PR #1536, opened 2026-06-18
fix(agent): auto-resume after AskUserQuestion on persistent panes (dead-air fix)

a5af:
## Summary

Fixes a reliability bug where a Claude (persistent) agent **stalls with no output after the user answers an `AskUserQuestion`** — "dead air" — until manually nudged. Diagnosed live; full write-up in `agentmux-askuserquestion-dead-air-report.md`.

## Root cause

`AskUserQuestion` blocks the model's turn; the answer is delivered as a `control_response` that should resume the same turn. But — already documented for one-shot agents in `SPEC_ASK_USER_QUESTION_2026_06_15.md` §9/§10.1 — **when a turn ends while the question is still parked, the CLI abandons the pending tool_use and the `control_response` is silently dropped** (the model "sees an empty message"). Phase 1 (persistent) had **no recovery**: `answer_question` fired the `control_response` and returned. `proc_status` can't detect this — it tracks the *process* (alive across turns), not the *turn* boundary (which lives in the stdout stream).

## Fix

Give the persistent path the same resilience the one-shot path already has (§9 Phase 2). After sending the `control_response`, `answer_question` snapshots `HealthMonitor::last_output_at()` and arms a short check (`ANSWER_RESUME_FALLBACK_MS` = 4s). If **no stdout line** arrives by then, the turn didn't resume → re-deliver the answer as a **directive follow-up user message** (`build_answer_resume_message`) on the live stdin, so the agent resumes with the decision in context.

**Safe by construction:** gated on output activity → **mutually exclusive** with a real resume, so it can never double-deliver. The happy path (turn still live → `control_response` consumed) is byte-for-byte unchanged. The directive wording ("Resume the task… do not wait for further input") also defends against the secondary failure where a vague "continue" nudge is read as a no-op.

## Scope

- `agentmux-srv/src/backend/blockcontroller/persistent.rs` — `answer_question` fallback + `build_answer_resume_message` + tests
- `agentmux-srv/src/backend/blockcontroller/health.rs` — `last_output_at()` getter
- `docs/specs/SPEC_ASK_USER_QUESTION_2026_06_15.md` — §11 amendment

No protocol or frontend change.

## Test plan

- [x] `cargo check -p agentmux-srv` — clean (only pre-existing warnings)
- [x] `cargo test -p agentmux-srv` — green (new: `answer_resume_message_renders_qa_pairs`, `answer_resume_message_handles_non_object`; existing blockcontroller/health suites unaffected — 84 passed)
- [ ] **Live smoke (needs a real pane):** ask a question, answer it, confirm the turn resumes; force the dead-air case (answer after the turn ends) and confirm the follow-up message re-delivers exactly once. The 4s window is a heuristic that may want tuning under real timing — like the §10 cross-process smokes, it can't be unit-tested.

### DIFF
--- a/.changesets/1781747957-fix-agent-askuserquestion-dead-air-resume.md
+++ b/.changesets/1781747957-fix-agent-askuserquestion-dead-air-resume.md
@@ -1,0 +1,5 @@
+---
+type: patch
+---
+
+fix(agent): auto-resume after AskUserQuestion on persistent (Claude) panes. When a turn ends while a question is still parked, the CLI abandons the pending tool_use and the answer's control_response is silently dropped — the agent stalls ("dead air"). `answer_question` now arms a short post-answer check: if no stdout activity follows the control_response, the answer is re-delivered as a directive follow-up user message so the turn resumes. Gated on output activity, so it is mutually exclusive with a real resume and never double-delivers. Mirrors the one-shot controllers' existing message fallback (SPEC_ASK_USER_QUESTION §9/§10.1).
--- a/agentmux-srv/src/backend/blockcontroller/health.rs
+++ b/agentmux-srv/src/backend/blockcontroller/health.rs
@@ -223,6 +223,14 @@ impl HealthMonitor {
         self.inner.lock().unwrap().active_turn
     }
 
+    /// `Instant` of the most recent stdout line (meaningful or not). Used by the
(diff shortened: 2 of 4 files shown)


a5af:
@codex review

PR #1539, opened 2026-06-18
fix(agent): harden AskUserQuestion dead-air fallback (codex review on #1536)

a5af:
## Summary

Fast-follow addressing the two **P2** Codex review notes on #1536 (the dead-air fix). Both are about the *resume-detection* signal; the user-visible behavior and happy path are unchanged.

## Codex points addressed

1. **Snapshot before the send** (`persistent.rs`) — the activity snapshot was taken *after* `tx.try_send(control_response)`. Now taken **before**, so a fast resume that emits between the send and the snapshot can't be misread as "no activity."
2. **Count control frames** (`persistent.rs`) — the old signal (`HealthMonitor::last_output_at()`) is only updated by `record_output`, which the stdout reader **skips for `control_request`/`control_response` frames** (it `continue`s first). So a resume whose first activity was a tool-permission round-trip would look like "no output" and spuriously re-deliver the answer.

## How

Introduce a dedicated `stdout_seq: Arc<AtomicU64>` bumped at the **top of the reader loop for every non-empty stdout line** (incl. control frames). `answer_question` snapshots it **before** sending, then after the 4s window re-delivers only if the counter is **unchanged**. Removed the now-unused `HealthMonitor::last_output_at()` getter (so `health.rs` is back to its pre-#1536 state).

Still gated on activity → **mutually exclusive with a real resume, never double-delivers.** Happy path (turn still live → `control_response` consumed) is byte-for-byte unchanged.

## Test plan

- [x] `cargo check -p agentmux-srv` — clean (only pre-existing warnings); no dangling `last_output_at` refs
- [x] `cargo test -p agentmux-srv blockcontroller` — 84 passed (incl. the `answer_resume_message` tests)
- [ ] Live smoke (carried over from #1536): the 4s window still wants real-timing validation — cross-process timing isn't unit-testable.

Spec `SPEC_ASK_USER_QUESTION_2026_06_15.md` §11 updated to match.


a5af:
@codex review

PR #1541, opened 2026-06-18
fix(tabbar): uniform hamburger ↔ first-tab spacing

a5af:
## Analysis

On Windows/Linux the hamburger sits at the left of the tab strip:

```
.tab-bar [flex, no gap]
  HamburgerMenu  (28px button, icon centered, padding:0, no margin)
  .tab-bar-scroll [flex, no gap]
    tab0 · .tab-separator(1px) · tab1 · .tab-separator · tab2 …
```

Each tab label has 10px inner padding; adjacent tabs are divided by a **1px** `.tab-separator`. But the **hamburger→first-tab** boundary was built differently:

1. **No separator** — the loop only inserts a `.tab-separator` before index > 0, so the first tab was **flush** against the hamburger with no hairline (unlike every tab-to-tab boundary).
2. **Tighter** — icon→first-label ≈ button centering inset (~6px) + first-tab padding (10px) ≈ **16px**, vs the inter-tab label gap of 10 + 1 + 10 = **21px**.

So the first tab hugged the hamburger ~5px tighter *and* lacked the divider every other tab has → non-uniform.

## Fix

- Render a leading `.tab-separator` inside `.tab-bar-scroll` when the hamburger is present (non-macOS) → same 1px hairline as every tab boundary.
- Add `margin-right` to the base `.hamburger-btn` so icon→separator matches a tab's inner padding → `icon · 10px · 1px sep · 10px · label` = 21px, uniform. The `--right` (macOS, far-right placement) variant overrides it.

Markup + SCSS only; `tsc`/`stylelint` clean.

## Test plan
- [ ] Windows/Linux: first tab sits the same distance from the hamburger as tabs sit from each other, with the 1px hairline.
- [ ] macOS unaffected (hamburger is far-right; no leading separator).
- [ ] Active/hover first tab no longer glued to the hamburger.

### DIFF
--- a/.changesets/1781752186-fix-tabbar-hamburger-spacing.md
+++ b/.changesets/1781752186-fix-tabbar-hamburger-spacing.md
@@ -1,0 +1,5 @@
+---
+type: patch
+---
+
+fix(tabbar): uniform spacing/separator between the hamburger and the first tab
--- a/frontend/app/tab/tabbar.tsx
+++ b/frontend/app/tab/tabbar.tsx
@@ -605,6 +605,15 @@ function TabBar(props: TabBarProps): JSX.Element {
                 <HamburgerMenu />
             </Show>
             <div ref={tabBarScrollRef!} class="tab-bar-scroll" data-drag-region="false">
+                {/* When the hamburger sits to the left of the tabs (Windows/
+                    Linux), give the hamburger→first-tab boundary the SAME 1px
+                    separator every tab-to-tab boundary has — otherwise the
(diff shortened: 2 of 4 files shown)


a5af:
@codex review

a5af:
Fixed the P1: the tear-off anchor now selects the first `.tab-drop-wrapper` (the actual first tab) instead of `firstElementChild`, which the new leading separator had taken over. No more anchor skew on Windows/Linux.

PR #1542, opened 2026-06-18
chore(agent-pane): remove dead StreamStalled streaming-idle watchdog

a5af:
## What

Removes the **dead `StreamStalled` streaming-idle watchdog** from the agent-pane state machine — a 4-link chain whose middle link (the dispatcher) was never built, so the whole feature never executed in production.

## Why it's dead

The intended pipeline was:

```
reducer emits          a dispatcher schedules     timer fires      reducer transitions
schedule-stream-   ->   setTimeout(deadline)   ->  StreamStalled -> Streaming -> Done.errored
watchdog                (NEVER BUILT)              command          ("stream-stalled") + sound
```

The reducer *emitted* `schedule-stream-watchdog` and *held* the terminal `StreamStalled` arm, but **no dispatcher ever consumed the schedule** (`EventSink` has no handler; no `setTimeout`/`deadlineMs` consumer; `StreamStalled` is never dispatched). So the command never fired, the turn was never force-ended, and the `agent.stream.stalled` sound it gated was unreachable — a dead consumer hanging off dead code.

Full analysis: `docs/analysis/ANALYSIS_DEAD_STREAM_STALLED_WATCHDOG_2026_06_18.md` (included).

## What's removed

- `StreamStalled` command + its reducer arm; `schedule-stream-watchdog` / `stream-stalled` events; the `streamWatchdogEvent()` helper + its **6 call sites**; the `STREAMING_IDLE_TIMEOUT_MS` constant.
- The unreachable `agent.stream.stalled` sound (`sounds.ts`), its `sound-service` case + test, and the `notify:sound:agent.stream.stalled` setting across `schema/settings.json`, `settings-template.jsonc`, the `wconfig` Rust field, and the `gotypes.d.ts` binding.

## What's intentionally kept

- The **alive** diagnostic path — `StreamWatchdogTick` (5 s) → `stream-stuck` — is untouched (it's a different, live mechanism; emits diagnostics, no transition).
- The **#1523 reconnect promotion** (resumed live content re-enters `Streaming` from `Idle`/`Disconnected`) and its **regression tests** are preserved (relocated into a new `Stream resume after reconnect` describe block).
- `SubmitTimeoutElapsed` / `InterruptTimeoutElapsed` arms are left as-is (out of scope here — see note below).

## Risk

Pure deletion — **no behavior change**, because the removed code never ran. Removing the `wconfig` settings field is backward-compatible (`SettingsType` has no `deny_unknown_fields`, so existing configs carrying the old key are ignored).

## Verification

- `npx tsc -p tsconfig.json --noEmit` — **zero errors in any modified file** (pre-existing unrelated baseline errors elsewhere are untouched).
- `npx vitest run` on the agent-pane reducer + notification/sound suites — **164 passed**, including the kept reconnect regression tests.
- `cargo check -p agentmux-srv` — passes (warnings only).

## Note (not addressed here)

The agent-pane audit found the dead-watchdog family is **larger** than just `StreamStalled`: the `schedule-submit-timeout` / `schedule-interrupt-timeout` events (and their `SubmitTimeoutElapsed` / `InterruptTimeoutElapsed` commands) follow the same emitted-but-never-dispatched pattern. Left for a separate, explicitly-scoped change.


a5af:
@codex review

Exercise directions:
Return, from the material above, every line with the word "setTimeout".

Result for this exercise:
schedule-stream-   ->   setTimeout(deadline)   ->  StreamStalled -> Streaming -> Done.errored
The reducer *emitted* `schedule-stream-watchdog` and *held* the terminal `StreamStalled` arm, but **no dispatcher ever consumed the schedule** (`EventSink` has no handler; no `setTimeout`/`deadlineMs` consumer; `StreamStalled` is never dispatched). So the command never fired, the turn was never force-ended, and the `agent.stream.stalled` sound it gated was unreachable — a dead consumer hanging off dead code.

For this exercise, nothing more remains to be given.